## TASK INPUTS:
PR #131, opened 2023-11-19
Run tests with LLVM 17

antroseco:
Can't use Python 3.12 yet unfortunately (not easily at least)

### DIFF
--- a/.github/workflows/graphene_tests.yml
+++ b/.github/workflows/graphene_tests.yml
@@ -9,7 +9,7 @@ jobs:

## ASSIGNMENT:
Going line by line, repeat the whole listing exactly.

## RESULT OF THIS EXERCISE:
PR #131, opened 2023-11-19
Run tests with LLVM 17

antroseco:
Can't use Python 3.12 yet unfortunately (not easily at least)

### DIFF
--- a/.github/workflows/graphene_tests.yml
+++ b/.github/workflows/graphene_tests.yml
@@ -9,7 +9,7 @@ jobs:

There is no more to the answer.